__Work to be completed__:
For the material that follows, return exactly the lines from the one with "Right now API" through the one with "Can we do the", both ends included.
◇ ◇ ◇ ◇
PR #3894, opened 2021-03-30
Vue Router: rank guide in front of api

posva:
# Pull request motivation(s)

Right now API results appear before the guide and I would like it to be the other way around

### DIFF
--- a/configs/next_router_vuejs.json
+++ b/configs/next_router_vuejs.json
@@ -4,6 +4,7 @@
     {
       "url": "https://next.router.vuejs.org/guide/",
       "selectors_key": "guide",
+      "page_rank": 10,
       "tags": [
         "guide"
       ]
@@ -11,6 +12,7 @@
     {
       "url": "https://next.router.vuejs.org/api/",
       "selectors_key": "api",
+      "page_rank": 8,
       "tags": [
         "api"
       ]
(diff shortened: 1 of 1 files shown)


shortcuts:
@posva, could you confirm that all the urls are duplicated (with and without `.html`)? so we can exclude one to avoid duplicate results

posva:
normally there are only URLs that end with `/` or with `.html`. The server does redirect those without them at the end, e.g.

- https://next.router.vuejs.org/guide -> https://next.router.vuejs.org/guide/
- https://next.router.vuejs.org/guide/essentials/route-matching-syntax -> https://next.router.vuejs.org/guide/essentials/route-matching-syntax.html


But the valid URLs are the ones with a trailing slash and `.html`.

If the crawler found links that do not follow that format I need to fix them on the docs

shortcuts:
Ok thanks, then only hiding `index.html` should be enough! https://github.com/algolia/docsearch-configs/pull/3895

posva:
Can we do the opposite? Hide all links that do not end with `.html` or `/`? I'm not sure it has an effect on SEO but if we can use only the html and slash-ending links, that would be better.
◇ ◇ ◇ ◇
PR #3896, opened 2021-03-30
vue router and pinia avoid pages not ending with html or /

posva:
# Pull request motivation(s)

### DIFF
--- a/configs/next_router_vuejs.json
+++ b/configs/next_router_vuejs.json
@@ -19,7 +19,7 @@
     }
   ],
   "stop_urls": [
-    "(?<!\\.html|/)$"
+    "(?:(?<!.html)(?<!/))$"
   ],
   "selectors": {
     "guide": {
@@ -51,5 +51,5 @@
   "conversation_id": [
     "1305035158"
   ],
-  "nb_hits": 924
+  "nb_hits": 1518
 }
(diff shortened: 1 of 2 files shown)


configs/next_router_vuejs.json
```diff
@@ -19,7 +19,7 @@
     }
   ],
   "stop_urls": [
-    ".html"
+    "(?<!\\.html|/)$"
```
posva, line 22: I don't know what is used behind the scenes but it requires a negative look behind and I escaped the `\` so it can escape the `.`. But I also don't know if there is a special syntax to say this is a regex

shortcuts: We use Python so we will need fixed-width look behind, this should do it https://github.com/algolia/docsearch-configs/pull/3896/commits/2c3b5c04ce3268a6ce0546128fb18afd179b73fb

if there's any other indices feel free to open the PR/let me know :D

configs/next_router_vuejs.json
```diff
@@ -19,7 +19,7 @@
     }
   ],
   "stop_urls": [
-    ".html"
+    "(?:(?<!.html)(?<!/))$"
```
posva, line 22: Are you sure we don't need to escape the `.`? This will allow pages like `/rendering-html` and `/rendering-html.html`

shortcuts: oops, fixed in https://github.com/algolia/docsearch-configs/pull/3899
◇ ◇ ◇ ◇
__Result__:
Right now API results appear before the guide and I would like it to be the other way around

### DIFF
--- a/configs/next_router_vuejs.json
+++ b/configs/next_router_vuejs.json
@@ -4,6 +4,7 @@
     {
       "url": "https://next.router.vuejs.org/guide/",
       "selectors_key": "guide",
+      "page_rank": 10,
       "tags": [
         "guide"
       ]
@@ -11,6 +12,7 @@
     {
       "url": "https://next.router.vuejs.org/api/",
       "selectors_key": "api",
+      "page_rank": 8,
       "tags": [
         "api"
       ]
(diff shortened: 1 of 1 files shown)


shortcuts:
@posva, could you confirm that all the urls are duplicated (with and without `.html`)? so we can exclude one to avoid duplicate results

posva:
normally there are only URLs that end with `/` or with `.html`. The server does redirect those without them at the end, e.g.

- https://next.router.vuejs.org/guide -> https://next.router.vuejs.org/guide/
- https://next.router.vuejs.org/guide/essentials/route-matching-syntax -> https://next.router.vuejs.org/guide/essentials/route-matching-syntax.html


But the valid URLs are the ones with a trailing slash and `.html`.

If the crawler found links that do not follow that format I need to fix them on the docs

shortcuts:
Ok thanks, then only hiding `index.html` should be enough! https://github.com/algolia/docsearch-configs/pull/3895

posva:
Can we do the opposite? Hide all links that do not end with `.html` or `/`? I'm not sure it has an effect on SEO but if we can use only the html and slash-ending links, that would be better.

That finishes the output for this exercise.